# Aspen shavings not comfortable for my rabbit?



## winggx (Mar 14, 2012)

I use aspen shavings for bedding for my rabbit.
But my rabbit always lie on the plastic platform instead on the ground which is covered by aspen shavings.

Does it mean my rabbit doesn't find the aspen shaving comfortable?
Should I switch to FreshAndComfort? (Bedding which is made from recycled newspaper and magazine)?


----------



## Bunny parents (Mar 14, 2012)

Does your bunny live in a cage? Do you cover whole floor of her/his cage floor with bedding? I put bedding only in her litter box. My girl likes to lay down on a flat surface. She will use the area where I put bedding as a toilet. 
I'd suggest you to change to recycled newspaper type if you can. 
I use this one. It's a pellet shape. Works well and my girl likes it  
http://crazyworldpets.pl/i-sklep/839-large/benek-zwirek-pinio.jpg


----------



## mdith4him (Mar 14, 2012)

Our rabbit did this, too, and we tried a bunch of different bedding types.

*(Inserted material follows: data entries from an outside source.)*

PR #4063, opened 2024-03-14
refactor: [RND-542] Implement customer session debugging logic in server actions

Youakeem:
## Describe your changes
Implement the session debugging logic in a server action.

Used services relied on the `req` and `res` objects to handle cookies, which isn't working in app router. The app router cookie persister is created in order to reuse the same services but with the `cookies` util from next.

### DIFF
--- a/apps/store/src/app/debugger/actions.ts
+++ b/apps/store/src/app/debugger/actions.ts
@@ -1,22 +1,69 @@
 'use server'
 
-import { cookies } from 'next/headers'
 import { redirect } from 'next/navigation'
+import { addProduct, updateCustomer } from '@/pages/api/session/create'
+import { getApolloClient } from '@/services/apollo/app-router/rscClient'
+import { CountryCode } from '@/services/graphql/graphql'
+import { setupPriceIntentService } from '@/services/priceIntent/app-router/PriceIntentService.utils'
+import { setupShopSession } from '@/services/shopSession/app-router/ShopSession.utils'
+import { RoutingLocale } from '@/utils/l10n/types'
 import { PageLink } from '@/utils/PageLink'
 
-export const create = async (formData: FormData) => {
-  const ssn = formData.get('ssn')
+const DEFAULT_LOCALE: RoutingLocale = 'se-en'
+const DEFAULT_COUNTRY_CODE = CountryCode.Se
+const TEST_SSN = '199808302393'
+const productNames = ['SE_APARTMENT_RENT', 'SE_ACCIDENT'] as const
 
-  if (typeof ssn !== 'string') {
-    return
+const getRandomEmailAddress = () => {
+  const randomId = Math.random().toString(36).substring(2, 5)
+  return `sven.svensson.${randomId}@hedvig.com`
+}
+
+export const createCustomerSession = async (formData: FormData) => {
+  try {
+    const ssn = formData.get('ssn') || TEST_SSN
+
+    if (typeof ssn !== 'string') {
+      return
+    }
+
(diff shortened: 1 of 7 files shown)


Youakeem:
* **#4063** <a href="https://app.graphite.dev/github/pr/HedvigInsurance/racoon/4063?utm_source=stack-comment-icon" target="_blank">Graphite</a> 👈
* `main`

<h2></h2>

apps/store/src/app/debugger/actions.ts
```diff
@@ -1,22 +1,161 @@
...
+import { PriceIntentService } from '@/services/priceIntent/PriceIntentService'
+import { setupShopSession } from '@/services/shopSession/app-router/ShopSession.utils'
+import { RoutingLocale } from '@/utils/l10n/types'
 import { PageLink } from '@/utils/PageLink'
 
-export const create = async (formData: FormData) => {
-  const ssn = formData.get('ssn')
+const DEFAULT_LOCALE: RoutingLocale = 'se-en'
+const DEFAULT_COUNTRY_CODE = CountryCode.Se
+const TEST_SSN = '199808302393'
```
alebedev, line 24: Since our fontend repo is public, we should not use real SSNs in code.  Maybe some generated test number or just empty value?

apps/store/src/app/debugger/actions.ts
```diff
@@ -1,22 +1,161 @@
...
+  const randomId = Math.random().toString(36).substring(2, 5)
+  return `sven.svensson.${randomId}@hedvig.com`
+}
+
+export const createCustomerSession = async (formData: FormData) => {
+  try {
+    const ssn = formData.get('ssn') || TEST_SSN
+
+    if (typeof ssn !== 'string') {
+      return
```
alebedev, line 37: Should we throw or return some error state here

alebedev (approved):
Looks good!  Should we remove old API too?

apps/store/src/app/debugger/actions.ts
Youakeem: Fair point. This was already used in the code. I am not familiar of how the test SSN works or why it's needed.

Would any number matching an SSN work? Do we even need to fallback to a test number?

apps/store/src/app/debugger/actions.ts
Youakeem: Looks like this is related to having a test ssn. If we fallback to a string then this condition will never run. However, if we decided to not do that, then ideally we should let the client know an SSN is needed.

Youakeem:
> Looks good!  Should we remove old API too?
> 
> 

Thanks! It's removed in #4070

apps/store/src/app/debugger/actions.ts
alebedev: I think the best way is to rely on input SSN without fallback

apps/store/src/app/debugger/actions.ts
alebedev: More generic question - how should we handle invalid form input in server actions when it's expected that it can happen?  Ideally we want some common patter we use everywhere.

apps/store/src/app/debugger/actions.ts
Youakeem: Sounds good!

apps/store/src/app/debugger/actions.ts
Youakeem: I would say return an error and then use that error on the frontend to highlights the invalid input, but we don't currently have that functionality on the frontend.

guilhermespopolin (approved):
Well done :)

He would just scoot it all out of the way and lie on the plastic. Eventually we just stopped putting bedding in at all (except for the litter of course). He's been quite content!


----------



## Nancy McClelland (Mar 14, 2012)

:yeahthat: Sounds like our Nikki. All the others like to have bedding in their pan to lay on. Rabbits!


----------